Activity:
What is the number of lines in the records that contain "pavelfeldman"? Give only that number.

═══ Record excerpts

PR #1385, opened 2021-05-16
@pavelfeldman chore(api): roll new API w/ docs, remove inheritdocs from impl

pavelfeldman:


src/Playwright/WebSocketFrame.cs
```diff
@@ -1,9 +1,10 @@
 using System;
 using System.Text;
 
+#pragma warning disable CS1591, SA1600
```
mxschmitt, line 4: something like that might work for the entire solution/project instead of adding it to every file: https://docs.microsoft.com/de-de/previous-versions/visualstudio/visual-studio-2015/ide/how-to-suppress-compiler-warnings?view=vs-2015&redirectedfrom=MSDN#suppressing-warnings-for-visual-basic

mxschmitt (approved):

src/Playwright/Artifact.cs
```diff
@@ -6,6 +6,8 @@
 using Microsoft.Playwright.Transport.Channels;
 using Microsoft.Playwright.Transport.Protocol;
 
+#pragma warning disable CS1591, SA1600
```
avodovnik, line 9: This should go into https://github.com/microsoft/playwright-sharp/blob/main/src/.editorconfig#L178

══════

Response:
2